Sezai Karakoç ise Mülkiye’den mezun olup Ankara’da Maliye Bakanlığı’nda memurluk yapmış, şiiri ve düşüncesiyle önemli iz bırakmış bir başka isim. Karakoç’un en meşhur şiiri “Monna Rosa”, Ankara’da bir öğrenci yurdunda yazılmıştır. Genç Sezai, fakültede platonik bir aşkla bağlandığı Muazzez Akkaya’ya ithafen bu şiiri kaleme aldığında yıl 1953’tü ve Ankara’nın baharı yaşanmaktaydı. Monna Rosa’daki gülleri ve hüzünlü sesi, büyük ölçüde Ankara’daki üniversite gençliğinin masumiyeti olarak okuyabiliriz. Bu şiir yıllarca dillerden düşmedi; içinde “Sakarya” adlı bir bölüm de barındırır.

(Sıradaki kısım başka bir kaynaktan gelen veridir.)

PR #746, opened 2021-04-05
[SymbolTable]: initial support for implicit declarations

ghost:
Support implicit declarations as defined in SystemVerilog LRM `6.10: Implicit declarations`

### DIFF
--- a/verilog/analysis/symbol_table.cc
+++ b/verilog/analysis/symbol_table.cc
@@ -161,6 +161,9 @@ static absl::Status DiagnoseMemberSymbolResolutionFailure(
                    context_name, "."));
 }
 
+static const SymbolTableNode* LookupSymbolUpwards(
+    const SymbolTableNode& context, absl::string_view symbol);
+
 class SymbolTable::Builder : public TreeContextVisitor {
  public:
   Builder(const VerilogSourceFile& source, SymbolTable* symbol_table,
@@ -265,6 +268,9 @@ class SymbolTable::Builder : public TreeContextVisitor {
         break;
       case NodeEnum::kEnumType:
         DescendEnumType(node);
+        break;
+      case NodeEnum::kLPValue:
+        HandlePossibleImplicitDeclaration(node);
         break;
       default:
         Descend(node);
@@ -521,6 +527,26 @@ class SymbolTable::Builder : public TreeContextVisitor {
     }
   }
 
+  void HandlePossibleImplicitDeclaration(const SyntaxTreeNode& node) {
+    VLOG(2) << __FUNCTION__;
+
+    // Only left-hand side of continuous assignment statements are allowed to
+    // implicitly declare nets (LRM 6.10: Implicit declarations).
+    if (Context().DirectParentsAre(
+            {NodeEnum::kNetVariableAssignment, NodeEnum::kAssignmentList,
+             NodeEnum::kContinuousAssignmentStatement})) {
+      CHECK(node.MatchesTag(NodeEnum::kLPValue));
+
+      DeclarationTypeInfo decl_type_info;
+      const ValueSaver<DeclarationTypeInfo*> save_type(&declaration_type_info_,
+                                                       &decl_type_info);
+      declaration_type_info_->implicit = true;
+      Descend(node);
+    } else {
+      Descend(node);
+    }
+  }
+
   void HandleIdentifier(const SyntaxTreeLeaf& leaf) {
     const absl::string_view text = leaf.get().text();
     VLOG(2) << __FUNCTION__ << ": " << text;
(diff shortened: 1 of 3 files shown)


verilog/analysis/symbol_table.cc
```diff
@@ -582,6 +608,29 @@ class SymbolTable::Builder : public TreeContextVisitor {
...
+
+        const ReferenceComponent implicit_ref{
+            .identifier = text,
+            .ref_type = InferReferenceType(),
+            .required_metatype = InferMetaType(),
+            // pre-resolve
+            .resolved_symbol = &implicit_declaration,
+        };
+
+        ref.PushReferenceComponent(implicit_ref);
```
fangism, line 629: Is this push needed?  When a symbol is implicitly declared, do we ever need to build a hierarchical reference from it with the net/variable as a parent?

verilog/analysis/symbol_table_test.cc
```diff
@@ -2183,6 +2183,138 @@ TEST(BuildSymbolTableTest, ModuleDeclarationLocalsDependOnParameter) {
...
+  EXPECT_EQ(module_m_info.file_origin, &src);
+  EXPECT_EQ(module_m_info.declared_type.syntax_origin,
+            nullptr);  // there is no module meta-type
+
+  MUST_ASSIGN_LOOKUP_SYMBOL(a_variable, module_m, "a");
+  EXPECT_EQ(a_variable_info.metatype, SymbolMetaType::kDataNetVariableInstance);
+  const ReferenceComponentNode* a_type_ref =
+      a_variable_info.declared_type.user_defined_type;
+  EXPECT_EQ(a_type_ref, nullptr);  // implicit type is primitive type
+
```
fangism, line 2210: also `EXPECT_TRUE` on `.implicit`?

verilog/analysis/symbol_table_test.cc
```diff
@@ -2183,6 +2183,138 @@ TEST(BuildSymbolTableTest, ModuleDeclarationLocalsDependOnParameter) {
...
+  EXPECT_EQ(module_m_info.local_references_to_bind.size(), 2);
+  const auto ref_map(module_m_info.LocalReferencesMapViewForTesting());
+
+  ASSIGN_MUST_FIND(a_refs, ref_map, "a");
+  ASSERT_EQ(a_refs.size(), 2);  // all references to "N" parameter
```
fangism, line 2269: reference to "a"

verilog/analysis/symbol_table_test.cc
```diff
@@ -2183,6 +2183,138 @@ TEST(BuildSymbolTableTest, ModuleDeclarationLocalsDependOnParameter) {
...
+  EXPECT_EQ(a_variable_info.metatype, SymbolMetaType::kDataNetVariableInstance);
+  const ReferenceComponentNode* a_type_ref =
+      a_variable_info.declared_type.user_defined_type;
+  EXPECT_EQ(a_type_ref, nullptr);  // implicit type is primitive type
+
+  EXPECT_EQ(module_m_info.local_references_to_bind.size(), 1);
+  const auto ref_map(module_m_info.LocalReferencesMapViewForTesting());
+
+  ASSIGN_MUST_FIND(a_refs, ref_map, "a");
+  ASSERT_EQ(a_refs.size(), 1);  // all references to "N" parameter
```
fangism, line 2215: references to "a"

verilog/analysis/symbol_table_test.cc
```diff
@@ -2183,6 +2183,138 @@ TEST(BuildSymbolTableTest, ModuleDeclarationLocalsDependOnParameter) {
...
+                            "assign a = 1'b0;"
+                            "assign a = 1'b1;"
+                            "endmodule\n");
+  const auto status = src.Parse();
+  ASSERT_TRUE(status.ok()) << status.message();
+  SymbolTable symbol_table(nullptr);
+  const SymbolTableNode& root_symbol(symbol_table.Root());
+
+  const auto build_diagnostics = BuildSymbolTable(src, &symbol_table);
+  EXPECT_EMPTY_STATUSES(build_diagnostics);
```
fangism, line 2251: Should we expect a diagnostic on an attempt to re-define `a` in the same scope?

verilog/analysis/symbol_table_test.cc
ldalek-antmicro: Yes. Good idea. Thanks!

verilog/analysis/symbol_table.cc
ldalek-antmicro: I think we do. Implicit declaration is also an reference to that symbol and we want to keep that reference.

verilog/analysis/symbol_table_test.cc
ldalek-antmicro: We do have such diagnostic (test case covering that is here: https://github.com/google/verible/pull/746/files#diff-45eb889cefc594107d8a95e50aa16ed073b4a7bf296ea244e2c20daa9762fe9cR2558)

I think that you meant an attempt to reference an implictly declared variable.
I thought about that and I think it would be nice to have an extra flag/switch that would report such references but I think that exceeds scope of this PR.

verilog/analysis/symbol_table_test.cc
```diff
@@ -2183,6 +2183,395 @@ TEST(BuildSymbolTableTest, ModuleDeclarationLocalsDependOnParameter) {
...
+    for (const auto& a_ref : a_refs) {
+      const ReferenceComponent& a_ref_comp(a_ref->components->Value());
+      EXPECT_EQ(a_ref_comp.resolved_symbol,
+                &a_variable);  // resolved successfully
+    }
+
+    for (const auto& n_a_ref : n_a_refs) {
+      const ReferenceComponent& n_a_ref_comp(n_a_ref->components->Value());
+      EXPECT_EQ(n_a_ref_comp.resolved_symbol,
+                &a_variable);  // resolved successfully
```
fangism, line 2381: I might need a language lawyer to explain to me.  Is the second declaration of "a" in the nested module supposed to resolve to that in the outer module?  Maybe add a comment to this test case that cites the LRM passage about this.

fangism (approved):
Great work on this!  Just minor comments and question.

verilog/analysis/symbol_table_test.cc
hzeller: +1 for adding comment.

hzeller (approved):
LGTM. Please double-check that you've gone through fangisms comments as well.

hzeller:
This will be relevant for finally implementing #217 (An implementation should make use of the testing from the initial approach in #244 )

Karakoç’un Ankara’sı, üniversite bahçelerinde boyun büken akasyalar, taş binalar ve kütüphanelerle bezelidir. Onun şiirinde doğrudan doğruya siyaset veya günlük hayat yansımaz; lakin his dünyasının temelini oluşturan yalnızlık, metafizik arayış ve özlem duyguları, Ankara yıllarının ruhudur. Genç Karakoç, geceleri Zafer Çarşısı’nın altındaki küçük kitabevlerinde arkadaşlarıyla hayaller kurarken de, gündüzleri memuriyet odasında rakamlarla boğuşurken de kendi iç evrenini büyütmüştür. Monna Rosa, Ankara’da doğan bir efsane oldu; dizeleri elden ele dolaştı. Karakoç daha sonra İstanbul’a yerleşip mistik-ideolojik çizgide eserler verse de, hep o gençlik şiirinin gölgesi peşindedir.

Turgut Uyar ve Ece Ayhan gibi isimler de Ankara’ya yolu düşen İkinci Yeni şairleridir. Turgut Uyar, askerlik görevini bıraktıktan sonra 1950’lerin ikinci yarısında Ankara’ya yerleşip bir devlet kurumunda (Toprak Mahsulleri Ofisi) memur olarak çalışmaya başladı . Bu dönemde Uyar, en verimli şiir kitaplarından bazılarını (örneğin Dünyanın En Güzel Arabistanı) yazdı. Bir yanda gündüzleri resmi evraklarla meşgul “efendi bir memur”, diğer yanda geceleri Abbas Saatçısı’nda veya Küçükesat meyhanelerinde şiir konuşan bir bohem olarak Ankara hayatı, Uyar’ın şiirine farklı bir ton kazandırdı. Onun 1955 sonrası şiirlerinde, büyük şehrin bunaltısı, büro binalarının tekdüzeliği ve bozkır rüzgârının savurduğu bir iç sıkıntısı sezilir. “Tütünler Islak” derkenki melankolisi, biraz da Ankara’da kalıp İstanbul özlemi çeken bir ruh halinden kaynaklanıyor gibidir. Uyar’ın Ankara’sı, sevgiye ve dostluğa sığınarak katlanılan, “başkent” kimliğine rağmen içsel bir taşra yalnızlığı taşıyan bir şehirdir. Nitekim o da 1960’ların sonunda Ankara’yı bırakıp İstanbul’a yerleştiğinde, şiirlerindeki atmosfer değişecektir. Yine de Uyar, geriye Ankara’da yazdığı, modern Türk şiirinin en özgün dizelerini bırakmıştır.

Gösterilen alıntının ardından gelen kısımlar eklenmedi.